Does Your Advisor Place Your Interests First?

 

I'm always on the lookout for articles that create transparency for investors. This article by Dan Solin of The Huffington Post discusses one hot topic in our profession: the fiduciary standard for retirement plans.

In its simplest terms, the fiduciary standard requires certain investment professionals to place their clients' interests above their own.  Registered investment advisors (such as my firm) must adhere to these standards.  However, stockbrokers are not required to do so, a fact which the average consumer does not often realize.

With fiduciary standards, a client can expect completely fair and impartial advice throughout the investment process. Brokers, on the other hand, must only recommend investments that are “suitable” for your goals.  Their recommendations may contain hidden conflicts of interest, which can lead to higher compensation for the broker (and his firm) and lower investment results for you. 

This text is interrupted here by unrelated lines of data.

PR #823, opened 2022-06-30
DOCS: Change mode to "I" in optimization example

lharri73:
Fix a small typo in the documentation.


FirefoxMetzger:
Good catch @lharri73 and thanks for directly fixing it.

The US Department of Labor is considering a proposal that requires firms that manage retirement assets to act as fiduciaries. Brokerage firms are opposed to this because it will change their compensation structure and require greater transparency with their clients, thus hurting their profitability.

To us, the real issue is that investors often have no idea whether their brokerage firm is acting as a fiduciary.  One solution is to require firms that are not fiduciaries to plainly disclose it to investors.  Because this is akin to the cancer warning on cigarette packages, brokerage firms wouldn't like it.  But it might bring fiduciary standards a front-and-center discussion topic for firms and their clients, resulting in higher standards and better service for the investing public.